PR #4245, opened 2026-07-19
Await in-memory publish confirmation handling

### LINKED ISSUE #4243: InMemoryMessageProducer.DisposeAsync does not await async publish-confirmation handling
### Describe the bug

`InMemoryMessageProducer.DisposeAsync` returns before asynchronous publish-confirmation handlers have completed.

Its documented contract says disposal drains the worker and waits until all confirmation callbacks have returned, allowing callers to rely on callbacks having fired before disposal completes. However, `OnMessagePublished` is an `Action<PublishConfirmationResult>`, while `OutboxProducerMediator.ConfigureAsyncPublisherCallbackMaybe` subscribes with an `async` delegate. That delegate is therefore `async void`.

The producer stores this invocation:

```csharp
_raiseTasks.Add(Task.Run(() => OnMessagePublished?.Invoke(successResult)));
```

Awaiting that task waits only until the `async void` handler reaches its first incomplete `await`, not until confirmation processing finishes. In the success path, `MarkDispatchedAsync` can therefore still be running after `DisposeAsync` returns.

The source comment in `InMemoryMessageProducer.DrainAsync` already notes this limitation, but it contradicts the public disposal contract and causes observable outbox state races.

### To Reproduce

PR #4065 exposes the race under TUnit parallel scheduling:

1. Create an `InMemoryMessageProducer` with `UseAsyncPublishConfirmation = true`.
2. Register it with an `OutboxProducerMediator` backed by an `InMemoryOutbox`.
3. Add outstanding messages.
4. Call `ClearOutstandingFromOutboxAsync(..., useBulk: true, ...)`.
5. Await `producer.DisposeAsync()`.
6. Immediately query `DispatchedMessages`.

Expected: every successful confirmation has completed and both messages are marked dispatched.

Actual: disposal can return first, leaving a successfully published message temporarily undispatched.

Failing CI job:
https://github.com/BrighterCommand/Brighter/actions/runs/29664202068/job/88131793631

Failure:

```text
When_bulk_dispatching_a_confirming_producer_dispatches_via_confirmation
Expected to be true but found False
at Assert.That((dispatched).Any(m => m.Id == first.Id)).IsTrue()
```

The same run passed the assembly on `net9.0` and failed on `net10.0`; an earlier run passed both. Parallel load changes scheduling and widens the race, but does not create it.

Relevant locations:

- `src/Paramore.Brighter/InMemoryMessageProducer.cs`: `OnMessagePublished`, `DisposeAsync`, and `DrainAsync`
- `src/Paramore.Brighter/OutboxProducerMediator.cs`: `ConfigureAsyncPublisherCallbackMaybe`
- `tests/Paramore.Brighter.Core.Tests/Confirmation/When_bulk_dispatching_a_confirming_producer.cs`

### Exceptions (if any)

No production exception is required. Failure is premature completion and stale outbox state.

### Expected behaviour

Awaiting `DisposeAsync` should satisfy its documented drain contract: all queued publish confirmations and their asynchronous handlers must be complete before it returns.

### Proposed direction

Make asynchronous confirmation handling awaitable instead of using an `Action` with an `async void` subscriber. Possible approaches:

- expose/register `Func<PublishConfirmationResult, Task>` handlers and await them;
- provide a separate asynchronous confirmation event/registration path while preserving compatibility for synchronous producers;
- introduce an explicit completion mechanism owned by the confirmation pipeline.

Polling or delaying the test would hide the lifetime bug and should not be the primary fix.

### Further technical details

- Present on current `master`-based code; PR #4065 changes test runner/scheduling, not this production implementation.
- Observed on GitHub Actions Ubuntu runner.
- Observed with `net10.0`; timing-dependent rather than framework-specific.

thomhurst:
## Summary

- add a public `Task`-returning publish-confirmation callback (`ISupportPublishConfirmationAsync`) alongside the existing fire-and-forget event
- make the in-memory confirmation pump await the mediator's full async dispatch update
- roll the awaited callback out to the broker producers (per review): RMQ.Async awaits it on the ack loop; RMQ.Sync and Kafka track the callbacks with a shared `InFlightCallbackTracker` and drain them at dispose
- consolidate shared plumbing: `InvokeAllAsync` for the awaited multicast raise, `StartConfirmationSpan`/`EndConfirmationSpan` in the mediator, and a discard-lambda instead of `async void` for the sync-event fallback

## Behavioural note (for release notes)

RMQ.Async ack processing is now paced by the confirmation callback: the outbox `MarkDispatchedAsync` write is awaited on the channel's ack-dispatch loop (fanned out concurrently within a multiple-ack batch), so a slow outbox slows ack draining for that producer's channel. This is intentional backpressure — previously the write raced dispose and could be lost to a sweeper re-delivery.

The wait is not bounded by Brighter itself: the default `CommandProcessor.OutboxProducer` resilience pipeline is retry-only, so the effective bound is the outbox client's own timeout (e.g. DB command timeout). Operators who want a hard ceiling can add a Polly timeout strategy to the `CommandProcessor.OutboxProducer` pipeline. Nothing is lost either way — an unmarked message is re-swept.

A multiple-ack batch settles its `MarkDispatchedAsync` writes concurrently (`Task.WhenAll`), so under RMQ.Async the configured outbox must tolerate concurrent `MarkDispatchedAsync` calls; standard connection-per-call DB outboxes do.

Also fixed in passing: `RMQ.Sync.RmqMessageProducer.DisposeAsync` previously returned a `TaskCompletionSource` task that was never completed, so awaiting it hung forever; it now completes after the synchronous dispose (which this PR routes the confirmation drain through).

## Root cause

The mediator subscribed an `async void` handler to `ISupportPublishConfirmation.OnMessagePublished`. The in-memory producer's drain task therefore completed at the handler's first incomplete await, allowing `DisposeAsync()` to return before `MarkDispatchedAsync` finished. Increased test parallelism exposed that race. The same gap existed for the broker producers: their dispose paths waited for broker acks but not for the outbox `MarkDispatchedAsync` those acks trigger.

## Validation

- `Paramore.Brighter.Core.Tests`: 855 passed, 0 failed (7 pre-existing skips)
- `Paramore.Brighter.InMemory.Tests`: 144 passed, 0 failed
- New tests: dispose-awaits-callback (gated outbox), default-path stays non-blocking, span-teardown isolation, broker-style producer awaits `MarkDispatchedAsync`, mediator registers exactly one callback
- RMQ.Async/RMQ.Sync/Kafka producer and test projects build clean; their integration suites need broker infrastructure and were not run here

Closes #4243

### DIFF
--- a/src/Paramore.Brighter.MessagingGateway.Kafka/KafkaMessageProducer.cs
+++ b/src/Paramore.Brighter.MessagingGateway.Kafka/KafkaMessageProducer.cs
@@ -73,12 +73,10 @@ namespace Paramore.Brighter.MessagingGateway.Kafka
         private bool _hasFatalProducerError;
         private readonly InstrumentationOptions _instrumentation;
         private event Func<PublishConfirmationResult, Task>? _onMessagePublishedAsync;
-        // Confirmation raises run on worker tasks (never on Confluent's poll thread); this counter and
-        // TCS let Dispose wait for those callbacks — including the awaited Outbox mark-dispatched —
-        // after Flush() has drained the delivery reports themselves. Guarded by _confirmationStateLock.
-        private readonly object _confirmationStateLock = new();
-        private int _inFlightConfirmationCallbacks;
-        private TaskCompletionSource<bool>? _confirmationCallbacksCompleted;
+        // Confirmation raises run on worker tasks (never on Confluent's poll thread); the tracker
+        // lets Dispose wait for those callbacks — including the awaited Outbox mark-dispatched —
+        // after Flush() has drained the delivery reports themselves.
+        private readonly InFlightCallbackTracker _confirmationCallbacks = new();
 
         public KafkaMessageProducer(
             KafkaMessagingGatewayConfiguration configuration, 
@@ -450,20 +448,14 @@ namespace Paramore.Brighter.MessagingGateway.Kafka
             // invoke so a faulting subscriber is logged rather than left as an unobserved Task exception
             // (which can escalate via TaskScheduler.UnobservedTaskException). Brighter's own mediator
             // callback is already self-contained; this guards any other subscriber and the broker thread.
-            // The in-flight counter must be released on every path or dispose would block on its timeout.
-            BeginConfirmationCallback();
+            // The in-flight tracker must be released on every path or dispose would block on its timeout.
+            _confirmationCallbacks.Begin();
             Task.Run(async () =>
             {
                 try
                 {
                     OnMessagePublished?.Invoke(result);
-
-                    var handlers = _onMessagePublishedAsync;
-                    if (handlers is not null)
-                    {
-                        foreach (Func<PublishConfirmationResult, Task> handler in handlers.GetInvocationList())
-                            await handler(result);
-                    }
+                    await _onMessagePublishedAsync.InvokeAllAsync(result);
                 }
                 catch (Exception ex)
                 {
@@ -471,57 +463,15 @@ namespace Paramore.Brighter.MessagingGateway.Kafka
                 }
                 finally
                 {
-                    EndConfirmationCallback();
+                    _confirmationCallbacks.End();
                 }
             });
         }
 
-        private void BeginConfirmationCallback()
-        {
-            lock (_confirmationStateLock)
-            {
-                if (_inFlightConfirmationCallbacks == 0)
-                    _confirmationCallbacksCompleted = new TaskCompletionSource<bool>(TaskCreationOptions.RunContinuationsAsynchronously);
-
-                _inFlightConfirmationCallbacks++;
-            }
-        }
-
-        private void EndConfirmationCallback()
-        {
-            lock (_confirmationStateLock)
-            {
-                _inFlightConfirmationCallbacks--;
-
-                if (_inFlightConfirmationCallbacks == 0)
-                    _confirmationCallbacksCompleted?.TrySetResult(true);
-            }
-        }
-
         private void WaitForConfirmationCallbacks()
         {
-            Task? callbacksCompleted;
-            lock (_confirmationStateLock)
-            {
-                if (_inFlightConfirmationCallbacks == 0)
-                    return;
-
-                callbacksCompleted = _confirmationCallbacksCompleted?.Task;
-            }
-
-            if (callbacksCompleted is null)
-                return;
-
-            if (!callbacksCompleted.Wait(TimeSpan.FromMilliseconds(ConfirmationCallbacksShutdownTimeoutMs)))
-            {
-                int inFlightCallbacks;
-                lock (_confirmationStateLock)
-                {
-                    inFlightCallbacks = _inFlightConfirmationCallbacks;
-                }
-
-                Log.FailedToAwaitConfirmationCallbacks(s_logger, inFlightCallbacks, ConfirmationCallbacksShutdownTimeoutMs);
-            }
+            if (!_confirmationCallbacks.TryWait(TimeSpan.FromMilliseconds(ConfirmationCallbacksShutdownTimeoutMs), out int stillInFlight))
+                Log.FailedToAwaitConfirmationCallbacks(s_logger, stillInFlight, ConfirmationCallbacksShutdownTimeoutMs);
         }
 
         private static partial class Log
--- a/src/Paramore.Brighter.MessagingGateway.Kafka/KafkaMessageProducer.cs
+++ b/src/Paramore.Brighter.MessagingGateway.Kafka/KafkaMessageProducer.cs
@@ -32,13 +32,26 @@ using Paramore.Brighter.Tasks;
 
 namespace Paramore.Brighter.MessagingGateway.Kafka
 {
-    public partial class KafkaMessageProducer : KafkaMessagingGateway, IAmAMessageProducerSync, IAmAMessageProducerAsync, ISupportPublishConfirmation
+    public partial class KafkaMessageProducer : KafkaMessagingGateway, IAmAMessageProducerSync, IAmAMessageProducerAsync, ISupportPublishConfirmation, ISupportPublishConfirmationAsync
     {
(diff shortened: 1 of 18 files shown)


iancooper:
@thomhurst 

>keep RabbitMQ, Kafka, and other broker producers on the existing confirmation event

Given that this event is only ever consumed internally, is this the right choice? If we have fixed a bug with async void terminating early, I wonder if it makes sense to apply that fix broadly, to avoid divergence between the behavior of in-memory and broker-based solutions

iancooper (commented):
See my comment about rolling out more broadly

thomhurst:
Done — rolled out broadly in this PR. `ISupportPublishConfirmationAsync` is now public and all three confirming broker producers implement it, so the mediator's confirmation callback (span + `MarkDispatchedAsync` / `TripTopic`) is no longer async void anywhere:

- **RMQ.Async** — the ack/nack handlers now await the async subscribers directly (RabbitMQ.Client awaits `BasicAcksAsync` handlers, so this is a natural fit). Disposal previously waited only for the broker's acks; the drain TCS now also covers callbacks still in flight, so `DisposeAsync` waits for the full `MarkDispatchedAsync` before tearing down the channel. Subscriber faults are isolated per confirmation so one bad callback can't abort the rest of a multiple-ack batch.
- **Kafka** — callbacks must not block Confluent's poll thread, so they still run on worker tasks, but they're now counted in flight and `Dispose` waits for them (bounded at 5s) after `Flush()` drains the delivery reports.
- **RMQ.Sync** — same pattern as Kafka: the awaited subscribers run on a worker task (blocking the connection loop would deadlock `WaitForConfirms`) and `Dispose` waits for them, bounded by `WaitForConfirmsTimeOutInMilliseconds`. One caveat: the sync client doesn't guarantee the ack event handlers have run by the time `WaitForConfirms` returns, so this one is best-effort — a callback the client hasn't dispatched yet isn't counted. The async client has no such gap.

The existing `Action`-based `OnMessagePublished` event stays untouched for external subscribers; the mediator registers exactly one callback — the awaited event when `UseAsyncPublishConfirmation` is true, which the broker producers hard-code since their confirmations are inherently asynchronous (it's only a real toggle on the in-memory producer, where the awaited path also defers sends to the pump).

Verified: full `Paramore.Brighter.Core.Tests` (855 passed) and `Paramore.Brighter.InMemory.Tests` (144 passed) suites are green, including new tests that a broker-style producer's confirmation raise awaits `MarkDispatchedAsync` and that the mediator doesn't double-subscribe. The RMQ/Kafka test projects compile; their integration suites need broker infrastructure and weren't run here.

thomhurst:
Addressing the automated review's asks:

**(a) Test suites were run** — the "not executed" note was stale PR text from before the broker rollout; the description is now updated. Current state of this branch: `Paramore.Brighter.Core.Tests` 855 passed / 0 failed (7 pre-existing skips) and `Paramore.Brighter.InMemory.Tests` 144 passed / 0 failed, both including the new concurrency tests (gated-outbox dispose drain, broker-style awaited raise, span-teardown isolation). The RMQ/Kafka integration suites need broker infrastructure and weren't run here.

**(b) Kafka shutdown timeout** — kept fixed at 5s, now documented in code: `KafkaPublication` has no confirm-wait setting (unlike `RmqPublication.WaitForConfirmsTimeOutInMilliseconds`) and none of its existing timeouts describe this wait, so there was nothing natural to derive it from; 5s mirrors the RMQ.Async producer's active-sends shutdown bound. Happy to add a publication property if you'd rather have it tunable.

**(c) RMQ.Async ack-loop backpressure** — confirmed intentional. Callbacks for a multiple-ack batch run concurrently (`Task.WhenAll`), so the loop is bounded by the slowest write in a batch rather than the sum; the blast radius is that producer's own channel; and a producer using publisher confirms has already opted into confirmation-paced semantics (`WaitForConfirms*`). If the Outbox stalls badly the ack loop slows, but nothing is lost — un-marked messages are re-swept.

On sequential `InvokeAllAsync` (point 3): deliberate and documented on the helper — the mediator is the only subscriber today, and sequential is the conservative default for ordering.

thomhurst:
Both blockers addressed in bf4189ef1:

**1. In-memory drain fault isolation** — `DrainAsync` now routes the awaited raise through `RaiseConfirmationCallbacksAsync`, which wraps `InvokeAllAsync` in try/catch and logs `ConfirmationCallbackFault`, matching the broker producers. A throwing subscriber can no longer fault the drain worker, strand queued items, or re-surface from `DisposeAsync`. Regression test added: `When_an_async_confirmation_subscriber_throws_dispose_still_drains` (first callback throws; second message still confirmed; dispose completes).

**2. `InFlightCallbackTracker` unit tests** — added `InFlightCallbackTrackerTests` covering the four edges listed: immediate return when nothing in flight, blocking until the last `End()`, timeout returning false with an accurate remaining count, and reuse across drain cycles.

**3. Ack-loop backpressure** — added a "Behavioural note (for release notes)" section to the PR description calling out that RMQ.Async ack processing is now paced by the outbox write.

**4. Tracker shutdown race** — documented on `TryWait`: a `Begin` racing in after the wait observed zero is untracked; callers are expected to have stopped producing callbacks before waiting.

Suites re-run after the changes: `Paramore.Brighter.Core.Tests` 860 passed / 0 failed (7 pre-existing skips), `Paramore.Brighter.InMemory.Tests` 144 passed / 0 failed.

iancooper:
@thomhurst This looks good; I just need to review, but it shouldn't take too long

iancooper:
@thomhurst Not a blocker, but you can change this to be you, as our model is that you retain the copyright but license it back to us (in perpetuity under our existing MIT license), which means we can't rug-pull your work commercially.

>Copyright © 2026 Ian Cooper <ian_hammond_cooper@yahoo.co.uk>

thomhurst:
Thanks @iancooper — updated the copyright on the new files in 111581272.

iancooper (approved):
Sorry @thomhurst my clear day got busy. But this is great

iancooper:
Feel free to merge @thomhurst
-------------------------
Assigned task
From the material above, copy exactly the lines between the line holding "### Further technical details" and the line holding "A multiple-ack batch settles", inclusive, and only those.

Solution to this task
### Further technical details

- Present on current `master`-based code; PR #4065 changes test runner/scheduling, not this production implementation.
- Observed on GitHub Actions Ubuntu runner.
- Observed with `net10.0`; timing-dependent rather than framework-specific.

thomhurst:
## Summary

- add a public `Task`-returning publish-confirmation callback (`ISupportPublishConfirmationAsync`) alongside the existing fire-and-forget event
- make the in-memory confirmation pump await the mediator's full async dispatch update
- roll the awaited callback out to the broker producers (per review): RMQ.Async awaits it on the ack loop; RMQ.Sync and Kafka track the callbacks with a shared `InFlightCallbackTracker` and drain them at dispose
- consolidate shared plumbing: `InvokeAllAsync` for the awaited multicast raise, `StartConfirmationSpan`/`EndConfirmationSpan` in the mediator, and a discard-lambda instead of `async void` for the sync-event fallback

## Behavioural note (for release notes)

RMQ.Async ack processing is now paced by the confirmation callback: the outbox `MarkDispatchedAsync` write is awaited on the channel's ack-dispatch loop (fanned out concurrently within a multiple-ack batch), so a slow outbox slows ack draining for that producer's channel. This is intentional backpressure — previously the write raced dispose and could be lost to a sweeper re-delivery.

The wait is not bounded by Brighter itself: the default `CommandProcessor.OutboxProducer` resilience pipeline is retry-only, so the effective bound is the outbox client's own timeout (e.g. DB command timeout). Operators who want a hard ceiling can add a Polly timeout strategy to the `CommandProcessor.OutboxProducer` pipeline. Nothing is lost either way — an unmarked message is re-swept.

A multiple-ack batch settles its `MarkDispatchedAsync` writes concurrently (`Task.WhenAll`), so under RMQ.Async the configured outbox must tolerate concurrent `MarkDispatchedAsync` calls; standard connection-per-call DB outboxes do.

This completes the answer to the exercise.